第 5 章
我们聊得很开心。
她说她是美国一个不知名的小女星,因为一些感情上的伤心事暂时来日本散心。
我表示很抱歉听到这个消息,希望她可以在日本得到身心的舒缓。
我没有当面追问别人八卦的喜好,所以没打算深入,然而她主动向我讲了起来。
原来,她在美国刚出道时遇到了一个富商,那个富商对她表现出强烈的爱慕之心,他送给了她一辆意大利DeTomaso,送给她鲜花戒指,和她许下山盟海誓,表现得深情不移,还和她发生了关系。
可我这可怜的饭搭子不知道的是,那个富商早有了老婆,并且在外面情人无数,她只不过是他情人其中之一而已。
我这位美女饭搭子青春年少心思单纯,把那个富商的花言巧语当成了真心,现在那个富商玩腻了就要她离开,还威胁她不许说出这件事,否则就让人封杀她。

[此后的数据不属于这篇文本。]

Issue #1041, opened 2024-02-09
Slider input field has wrong width


lorumic:
This seems to be a problem introduced in the context of #1036 (version 0.49.0).

The slider input used to have a 5% width (verified checking out the commit tagged `v0.48.0`), and hence looked like this:

![Screenshot from 2024-02-09 15:41:16](https://github.com/canonical/react-components/assets/56583786/c650927f-54e5-4081-9297-57b41fe1afc5)

From version 0.49.0, it looks like this instead:

![image](https://github.com/canonical/react-components/assets/56583786/9cfd7550-5f5b-46c4-b5a1-d533e35f8cea)

@petermakowski Do you know why this is happening?

petermakowski:
Very strange as there's no CSS code that could affect this in this change. I'll investigate.

petermakowski:
@bartaz  Some background info I managed to figure out so far:
`%vf-input-elements` cannot be used without `@include vf-b-forms`, which includes global styles for input elements. 
https://github.com/canonical/vanilla-framework/blob/b4378c920f8bcb804db2ead64566ce3fa54636ae/scss/_base_forms.scss#L144

As soon as you add `@include vf-b-forms` to a component in order to extend `%vf-input-elements`, that as a result affects the order final CSS declarations and specificity which may alter styles in unrelated component.

## Screenshots

##### styles from base forms end up having higher specificity than those of a slider
![Google Chrome screenshot 001541@2x](https://github.com/canonical/react-components/assets/7452681/878e5e09-eeb1-4504-bfac-adabbaae47ad)

##### after removal of `@include vf-b-forms` import in `MultiSelect.scss` - styles declarations have expected order https://github.com/canonical/react-components/pull/1042
![Google Chrome screenshot 001543@2x](https://github.com/canonical/react-components/assets/7452681/51788a5b-5650-43e4-9333-e4bce6a0c1a0)

We could increase specificity of `.p-slider__input` alternatively, but the real fix would be to give an ability to _just_ import base input styles (`%vf-input-elements`) without global styles.

bartaz:
> We could increase specificity of `.p-slider__input` alternatively, but the real fix would be to give an ability to _just_ import base input styles (`%vf-input-elements`) without global styles.

@petermakowski Thanks for looking into this and explaining the context. I think the issue is that we don't include Vanilla base styles in React components and try to add styles on top of that. That will not work. 

[...]

PR #1042, opened 2024-02-09
fix: slider input field has wrong width #1041

petermakowski:
## Done

- fix: Slider input field has wrong width #1041

### Storybook

```shell
yarn start
```

### QA in your project

from `react-components` run:

```shell
yarn build
npm pack
```

```shell
yarn add <path-to-tarball>
```

### QA steps

- Verify that bug in the linked issue has been fixed.

## Fixes

Fixes: # .

### DIFF
--- a/src/components/MultiSelect/MultiSelect.scss
+++ b/src/components/MultiSelect/MultiSelect.scss
@@ -1,5 +1,6 @@
 @use "sass:map";
 
+// stylelint-disable-next-line scss/load-no-partial-leading-underscore
 @import "~vanilla-framework/scss/_base_forms";
 @import "~vanilla-framework/scss/base_placeholders";
 @import "~vanilla-framework/scss/base_icon-definitions";
--- a/src/components/MultiSelect/MultiSelect.scss
+++ b/src/components/MultiSelect/MultiSelect.scss
@@ -1,9 +1,79 @@
 @use "sass:map";
-@import "vanilla-framework";
-@include vf-base;
-@include vf-p-lists;
+
+@import "~vanilla-framework/scss/_base_forms";
+@import "~vanilla-framework/scss/base_placeholders";
+@import "~vanilla-framework/scss/base_icon-definitions";
+
+@include vf-b-placeholders;
 
 $dropdown-max-height: 20rem;
+
+/**
+ Including base vanilla input elements declaration from:
+https://github.com/canonical/vanilla-framework/blob/b4378c920f8bcb804db2ead64566ce3fa54636ae/scss/_base_forms.scss#L14
+
+Workaround for: https: //github.com/canonical/react-components/issues/1041
+*/
+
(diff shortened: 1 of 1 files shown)


src/components/MultiSelect/MultiSelect.scss
```diff
@@ -1,10 +1,80 @@
 @use "sass:map";
-@import "vanilla-framework";
-@include vf-base;
-@include vf-p-lists;
+
+@import "~vanilla-framework/scss/_base_forms";
```
lorumic, line 3: Stylelint seems to not like the leading `_` in `_base_forms`. :slightly_frowning_face: 
In my opinion, we can safely ignore this. We are constrained by how this is named in Vanilla, so there's not much we can do about it.
```suggestion
// stylelint-disable-next-line scss/load-no-partial-leading-underscore
@import "~vanilla-framework/scss/_base_forms";
```

src/components/MultiSelect/MultiSelect.scss
```diff
@@ -1,10 +1,80 @@
...
+
+  &:active,
+  &:focus {
+    background-color: $colors--light-theme--background-active;
+  }
+
+  &[disabled],
+  &[disabled="disabled"] {
+    @extend %vf-disabled-element;
+  }
```
lorumic, line 75: Don't we need the same for the `readonly` attribute as well?
```suggestion
  &[readonly],
  &[readonly="readonly"] {
    @extend %vf-readonly-element;
  }

  &[disabled],
  &[disabled="disabled"] {
    @extend %vf-disabled-element;
  }
```

src/components/MultiSelect/MultiSelect.scss
```diff
@@ -1,10 +1,80 @@
...
 $dropdown-max-height: 20rem;
 
+/**
+ Including base vanilla input elements declaration from:
+https://github.com/canonical/vanilla-framework/blob/b4378c920f8bcb804db2ead64566ce3fa54636ae/scss/_base_forms.scss#L14
+
+Workaround for: https: //github.com/canonical/react-components/issues/1041
+*/
+
+%vf-readonly-element {
```
bartaz, line 18: Why do we need to copy so much from Vanilla here?
This is extremely risky and fragile, as these internals of Vanilla are likely to be changed and this copy will not reflect that.

And I'm not sure if I understand how these styles are related to completely separate Slider component being broken?

petermakowski: I'm fully aware it's very fragile, hence I clearly marked it as a workaround in the comment. This was meant to be a quick fix until we figure out a proper way of addressing this. I'll add more information to the linked issue.

petermakowski:
@bartaz Added a more detailed explanation in https://github.com/canonical/react-components/issues/1041#issuecomment-1938288610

她伤心不已,一度抑郁,是她的经纪人建议她来日本散散心。
她说着轻轻抽泣起来。
闻者伤心见者落泪,哪个女孩听到这样的事能无动于衷?她一掉眼泪我就慌了,连忙起身绕过桌子坐到她旁边,揽住她肩膀。
然后我们俩一人一句将那个富商骂了个狗血淋头,喜提革命好姐妹关系。(后来我回想起这段,感觉我真傻,真的)

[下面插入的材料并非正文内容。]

PR #328, opened 2023-02-09
console: add changes to allow this to be used as a subchart

joejulian:
These changes are needed to use the console chart as a subchart.

PR #625, opened 2023-07-29
connectors: add changes to allow this to be used as a subchart

RafalKorepta:
Similar how console deployment and configmap is rendered now connectors can be used as subchart

REF:
https://github.com/redpanda-data/helm-charts/pull/328


charts/connectors/templates/deployment.yaml
```diff
@@ -1,3 +1,4 @@
+{{- if .Values.deployment.create -}}
```
alejandroEsc, line 1: nit: can we move this to line 18

charts/connectors/templates/tests/01-mm2-values.yaml
```diff
@@ -1,3 +1,4 @@
+{{- if .Values.test.create -}}
```
alejandroEsc, line 1: nit: same here.

alejandroEsc (approved):
lgtm, this is just setting up for allowing you to subchart while overriding at the top level for the redpanda chart, correct?

charts/connectors/templates/tests/01-mm2-values.yaml
RafalKorepta: Done

charts/connectors/templates/deployment.yaml
RafalKorepta: Done

PR #630, opened 2023-08-01
Fix nightly build

RafalKorepta:
```
ct lint --all --config .github/ct-redpanda.yaml
Linting charts...
Error: failed loading configuration: specifying both, '--all' and '--charts', is not allowed
failed loading configuration: specifying both, '--all' and '--charts', is not allowed
Error: Process completed with exit code 1.
```

https://github.com/redpanda-data/helm-charts/actions/runs/5687162122/job/15415137752#step:6:11


.github/workflows/nightly.yaml
```diff
@@ -43,7 +43,7 @@ jobs:
           version: v3.8.0-1
 
       - name: Run chart-testing (lint)
-        run: ct lint --all --config .github/ct-redpanda.yaml
+        run: ct lint --config .github/ct.yaml
```
joejulian, line 46: Don't we still need
```suggestion
        run: ct lint --config .github/ct-redpanda.yaml
```

RafalKorepta: I was thinking that nightly should lint all charts. That's why I bring back ct.yaml configuration. WDYT?

alejandroEsc: What is the intent of the nightly now? I thought it was to run tests only for the redpanda chart, after all we have a matrix. Should we have a nightly for all charts that just checks linting?

RafalKorepta: reverted

RafalKorepta:
I pushed one correction to this fix as none of the Github action workflow was triggered. Our PR requires `summary` and `lint` jobs.

PR #636, opened 2023-08-03
Add operator RBAC role to update pod status

RafalKorepta:
This is follow up form https://github.com/redpanda-data/redpanda/pull/12167


alejandroEsc (approved):
lgtm

alejandroEsc (approved):
nice, we should review these roles soon.

PR #641, opened 2023-08-04
chores: set default log level to debug

alejandroEsc:
The helm operators from flux require that we have at least a debug log level in order to see the progress and errors happening when the helmrelease controller is trying to reconcile. Having this set by default will help with us with customer issues in the near future.


joejulian:
Can we only set debug logging for the flux controllers?

alejandroEsc:
> Can we only set debug logging for the flux controllers

I will check again, but it was my impression that this was challenging with some side affects.

PR #645, opened 2023-08-07
chore: allow extra init containers, volumes, and volumemounts

### LINKED ISSUE #533: Request template for initContainers
### What happened?

In case if we have self-managed kafka cluster signed by self-signed certificate, we need to add this certificate to trusted.

For it we have the next folder `/etc/ssl/certs/ca-certificates.crt ` where locates all the trusted certificate.
In this case we don't have any initContainer for adding this cert to trusted. It will be fine to implement it.

Adding new configs and possibilities to helm chart

Something like this can be possible:

```
{{- if .Values.initContainers }}
initContainers:
{{- range .Values.initContainers }}
- name: {{ .name }}
  image: "{{ .image }}:{{ .tag }}" -> can be possible to set the same image as running under `redpandadata/console`
  imagePullPolicy: {{ .imagePullPolicy }}
  command: {{ .command }}
  args:
  {{ toYaml .args | indent 10 }}

  {{- if .configmap }}
  envFrom:
  - configMapRef:
      name: {{ .name }}
  {{- end }}

  {{- if .volumeMounts }}
  volumeMounts:
  {{- range .volumeMounts }}
  - name: {{ .name }}
    mountPath: {{ .mountPath }}
  {{- if .subPath }}
    subPath: {{ .subPath }}
  {{- end }}
  {{- if .readOnly }}
    readOnly: {{ .readOnly }}
  {{- end }}
  {{- end }}
  {{- end }}
{{- end }}
{{- end }}
```

```
values:
  initContainers: []
```

Console

### Chart Version(s)

Using the latest one: `0.6.4`

### Cloud provider

<details>

- AWS

</details>

alejandroEsc:
Fixes #533

### DIFF
--- a/charts/redpanda/Chart.yaml
+++ b/charts/redpanda/Chart.yaml
@@ -23,7 +23,7 @@ type: application
 # The chart version and the app version are not the same and will not track
 # together. The chart version is a semver representation of changes to this
 # chart.
-version: 5.0.9
+version: 5.0.10
 
 # The app version is the default version of Redpanda to install.
 appVersion: v23.2.4
--- a/charts/redpanda/templates/statefulset.yaml
+++ b/charts/redpanda/templates/statefulset.yaml
@@ -85,6 +85,9 @@ spec:
             runAsUser: 0
             runAsGroup: 0
           volumeMounts:
+{{- if dig "initContainers" "tuning" "extraVolumeMounts" false .Values.statefulset -}}
+{{ tpl .Values.statefulset.initContainers.tuning.extraVolumeMounts . | nindent 12 }}
+{{- end }}
             - name: {{ template "redpanda.fullname" . }}
               mountPath: /etc/redpanda
         {{- if get .Values.statefulset.initContainers.tuning "resources" }}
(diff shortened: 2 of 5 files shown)


charts/redpanda/Chart.yaml
```diff
@@ -23,7 +23,7 @@ type: application
 # The chart version and the app version are not the same and will not track
 # together. The chart version is a semver representation of changes to this
 # chart.
-version: 5.0.9
+version: 5.0.10
```
joejulian, line 26: This new feature seems worthy of a minor release, imo.
```suggestion
version: 5.1.0
```

charts/redpanda/templates/statefulset.yaml
```diff
@@ -85,6 +85,9 @@ spec:
             runAsUser: 0
             runAsGroup: 0
           volumeMounts:
+{{- if get .Values.statefulset.initContainers.tuning "extraVolumeMounts" -}}
```
joejulian, line 88: initContainers on down are not required parameters in the schema. We should either require them or use dig for each of these:
```suggestion
{{- if dig  "initContainers" "tuning" "extraVolumeMounts" false .Values.statefulset -}}
```

alejandroEsc: oh i see what you mean, alright.

charts/redpanda/templates/statefulset.yaml
```diff
@@ -199,13 +208,19 @@ spec:
...
+{{ tpl .Values.statefulset.initContainers.configurator.extraVolumeMounts . | nindent 12 }}
+{{- end }}
             - name: {{ template "redpanda.fullname" . }}
               mountPath: /tmp/base-config
             - name: config
               mountPath: /etc/redpanda
         {{- if get .Values.statefulset.initContainers.configurator "resources" }}
           resources: {{- toYaml .Values.statefulset.initContainers.configurator.resources | nindent 12 }}
         {{- end }}
+{{- if get .Values.statefulset.initContainers "extraInitContainers" -}}
```
joejulian, line 221: missed one

alejandroEsc: too many

joejulian (approved):

PR #659, opened 2023-08-12
rename test file and make test name match it

joejulian:


charts/connectors/templates/tests/01-connectors-mm2-test.yaml
```diff
@@ -18,7 +18,7 @@ limitations under the License.
 apiVersion: v1
 kind: Pod
 metadata:
-  name: {{ include "connectors.fullname" . }}-mm2-test-{{ randNumeric 3 }}
```
RafalKorepta, line 21: This random numbers is important as there are cases where helm install can cause problems with tests after helm upgrade. That's why I randomized names so that CR will print everything.

joejulian: With the `before-hook-creation` annotation, the pod with the same name will be deleted first.

alejandroEsc (approved):
lgtm, but is this a problem with upgrades being performed or tested? @RafalKorepta can you describe the problems with tests? Will CI capture this?

RafalKorepta:
> can you describe the problems with tests?

After the helm upgrade and second helm test invocation you will no longer be able to see in the `ct` output what mirror maker 2 test generated in the output. The curl commands might pass successfully, but it would be good to verify if everything was as expected. I remember there was some bug I found that thanks to running commands manually by hand (without ct) and examine the test Pods output.

joejulian:
> After the helm upgrade and second helm test invocation you will no longer be able to see in the `ct` output what mirror maker 2 test generated in the output. The curl commands might pass successfully, but it would be good to verify if everything was as expected. I remember there was some bug I found that thanks to running commands manually by hand (without ct) and examine the test Pods output.

Aren't there logs prior to the upgrade?

RafalKorepta:
No, the test Pod is removed with it's logs.

joejulian:
Right, I mean doesn't CT run tests after the install but before the upgrade that output logs?

RafalKorepta:
> Right, I mean doesn't CT run tests after the install but before the upgrade that output logs?

No. The order:

- helm instal
- helm test
- helm upgrade
- helm test
- fail
- output

PR #663, opened 2023-08-15
Add a kustomize base for operator

joejulian:
This will create a `kustomize` branch for releases of templates that could be rendered with `kustomize`. Initially, this will include the `operator` chart.


alejandroEsc (approved):
wow, awesome idea. Thank you!

joejulian:
bypassed checks because they're not relevant to this change.

PR #664, opened 2023-08-15
use the correct named template for the service account name in the rolebinding

joejulian:
Also use `include` instead of `template` for consistency.

Associated with redpanda-data/cloudv2/issues/7740


alejandroEsc (approved):
nice catches overall, lgtm

PR #666, opened 2023-08-16
Probes now target their own pod

### LINKED ISSUE #584: Cluster-wide unreadiness makes operations harder
### What happened?

After 40s of downtime for a single broker, all pods in the replicaset go unready.

I would expect a health check that indicates health per pod, to aid alerting and troubleshooting. Furthermore given such a probe, a service _without_ `publishNotReadyAddresses` could be used for admin API traffic and possibly client bootstrap to avoid hitting a less healthy replica or a replica on a temporarily troubled node.

I suppose this is a matter of opinion. However, if the only reason for ["It's ok that this cluster-wide check affects all the pods"](https://github.com/redpanda-data/helm-charts/blob/redpanda-4.0.53/charts/redpanda/templates/statefulset.yaml#L258) is the PodDisruptionBudget, I'd like to point out that with max unavailable 1 it will prevent "roll any pods" just as well if only the unhealthy pod went unready.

我其实挺会安慰人的,可能是在实验室面对一群日常破防的师弟师妹练出来的技术,她最终被我逗笑了,拉着我的手说她没事了。
我松了口气,坐回原位。
因为刚才安慰她时我提到了一些我的过去,她好奇地问了起来。
但我没法和她说真话,毕竟我现在在跨国犯罪组织工作,我生怕一个不小心泄露点什么组织消息,然后得到琴酒送的一发子弹。
我本想说我在东都大学读生物研究生(因为这个比较接近我的实际),但转念一想发现不行。我刚请了她27万円的甜品!
哪家能吃27万円甜品的小姐读生物研究生?别太爱生物了!
于是我把专业改成了金融,瞬间合理了很多。
我在她面前塑造了一个家里很有钱,父母送我在东都大学读金融硕士后回家继承家业的形象。
我还有些惭愧自己撒谎。(后来回想起这段,也觉得我真傻)
她对我的大学生活表现出了强烈的兴趣,问了我许多校园生活,能说的有趣的事我都讲给她听,她一直笑得合不拢嘴,我也很开心。
正聊着,服务生端着一个托盘走过来,在我面前放下了一杯酒。
我望着那杯棕褐色透亮的酒液,疑惑问服务生:“我有没点酒啊。”
“是我给你点的。”她笑着,指了指面前的甜点架,“就当做这个的谢礼了。”
“啊,谢谢你!”我喜滋滋,端起酒准备尝一尝,杯沿贴上嘴唇前随口问了一句,“这叫什么酒?”
“Armagnac(雅文邑)”
我送到嘴边的酒停下了。后知后觉感到端酒的手有点发凉,可能是因为餐厅冷气太足。
“Armagnac?”我抿了一口放下,若无其事问,“这是什么酒?我好像没听过。”
“是法国最古老也是最顶级的白兰地之一,由最优质的白葡萄蒸馏陈化而成。”她微笑着望着我,“它被誉为世界上最古老的‘生命之水’。”
“哇,好名贵。”我笑,“那这杯一定也不便宜吧。”
可能是我想多了,她不一定是。
“也还好。”她继续微笑盯着我,红唇吐出音色优美的句子,“你不觉得这杯酒很适合你吗?”
“嗯……有吗?”我也微笑盯她,“为什么这么说?”
她想让我破防先开口,我就不承认。
她欺骗我感情!
我很生气,真的,我感觉胸腔发痒,我气得想笑。
我不是生气她骗我,我是生气我刚才居然那么相信她,那种信任落空的气愤和其他气愤感觉不一样。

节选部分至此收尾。